PR #1341, opened 2020-01-06
fix(client): align RFQ functionality with Zeplin designs (ARTP-899)

zhouyuhe:
- move the RFQ button into the correct div
- RFQ button now follow the zeplin design in non-analytic style (no zeplin in analytic style)
image

### DIFF
--- a/src/client/src/apps/MainRoute/widgets/spotTile/components/PriceControls/PriceControls.tsx
+++ b/src/client/src/apps/MainRoute/widgets/spotTile/components/PriceControls/PriceControls.tsx
@@ -115,14 +115,6 @@ const PriceControls: React.FC<Props> = ({
       isAnalyticsView={isAnalyticsView}
     >
       <PriceMovement priceMovementType={priceMovement} spread={spreadValue} />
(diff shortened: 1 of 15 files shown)


src/client/src/apps/MainRoute/widgets/spotTile/components/PriceControls/PriceControls.tsx
```diff
@@ -47,6 +55,7 @@ const PriceControls: React.FC<Props> = ({
     currencyPair.pipsPosition,
     currencyPair.ratePrecision,
   )
+  const userError = Boolean(inputValidationMessage)
```
mozmorris: I can see you have matched the prop by naming this `userError` which is fine. If we were to refactor this a little including the `<TileBookingSwitch />` component, a nice style is to prefix boolean values with `has`, `is`, or `should` eg `hasUserError` or simply `hasError`

zhouyuhe: good spot, I will change it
◇ ◇ ◇
#### [REQUIRED ACTION]
Please set down the whole listing above without altering a single line.

#### [WORKED SOLUTION]
PR #1341, opened 2020-01-06
fix(client): align RFQ functionality with Zeplin designs (ARTP-899)

zhouyuhe:
- move the RFQ button into the correct div
- RFQ button now follow the zeplin design in non-analytic style (no zeplin in analytic style)
image

### DIFF
--- a/src/client/src/apps/MainRoute/widgets/spotTile/components/PriceControls/PriceControls.tsx
+++ b/src/client/src/apps/MainRoute/widgets/spotTile/components/PriceControls/PriceControls.tsx
@@ -115,14 +115,6 @@ const PriceControls: React.FC<Props> = ({
       isAnalyticsView={isAnalyticsView}
     >
       <PriceMovement priceMovementType={priceMovement} spread={spreadValue} />
(diff shortened: 1 of 15 files shown)


src/client/src/apps/MainRoute/widgets/spotTile/components/PriceControls/PriceControls.tsx
```diff
@@ -47,6 +55,7 @@ const PriceControls: React.FC<Props> = ({
     currencyPair.pipsPosition,
     currencyPair.ratePrecision,
   )
+  const userError = Boolean(inputValidationMessage)
```
mozmorris: I can see you have matched the prop by naming this `userError` which is fine. If we were to refactor this a little including the `<TileBookingSwitch />` component, a nice style is to prefix boolean values with `has`, `is`, or `should` eg `hasUserError` or simply `hasError`

zhouyuhe: good spot, I will change it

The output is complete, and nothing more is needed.